# Water Temps??



## bowfisher91 (Feb 19, 2008)

Anyone have some recent water temps from any of the local rivers? It just hit 70 over near Tallahassee on the Ochlockonee.


----------



## Donut slayer (Jan 16, 2009)

Friday afternoon escambia at becks lake was 71-72. In becks lake it was 74.


----------



## CatHunter (Dec 31, 2008)

71.5 on yeller tonight


----------



## nojerseydevil (Jan 23, 2009)

Sunday on Escambia near Simpson's the temps were 74.

NJD


----------



## FishWalton (Jul 22, 2010)

Choctawhatchee River yesterday 72.8.


----------



## bowfisher91 (Feb 19, 2008)

Awesome!
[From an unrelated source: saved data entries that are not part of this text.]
PR #208, opened 2018-05-09
Add git_sha label during build of images

JPWKU:
It is easier for me to filter on a label
and less error prone.  Additionally, labels are
internal to an image and therefore better suited
in most cases.


JPWKU:
@jpwhitemn I did a rebase and pushed again; it removed your approval.

Issue #216, opened 2018-05-12
Drop attribution lines from support service files


yanghua:
cc @tsconn23 : 
shall we do this refactor like core service #213 ?
If need, I claim it.

tsconn23:
@yanghua Sure, go ahead.

yanghua:
thanks @SteveOss closing this...

PR #217, opened 2018-05-13
#216 Drop attribution lines from support service files

yanghua:

cc @tsconn23


yanghua:
the reason about the CI build error is not because of the PR's changed code

tsconn23:
recheck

Can't wait to get at it.


----------



## CatHunter (Dec 31, 2008)

Escambia fell to 68.5 last night, started out 70.5 when i got there


----------



## skiff89_jr (Apr 1, 2011)

Today the temp on the choctawhatchee was 69


----------



## FishWalton (Jul 22, 2010)

Skiff.........Did any fish jump in the boat today? I'm going down to one of the freshwater dune lakes tomorrow afternoon and give it a try. Understand it's a hard lake to fish.


----------



## skiff89_jr (Apr 1, 2011)

I posted a report on the freshwater reports forum. Bream were hard to come by, but we were having to use worms. Crickets would have been much better.


----------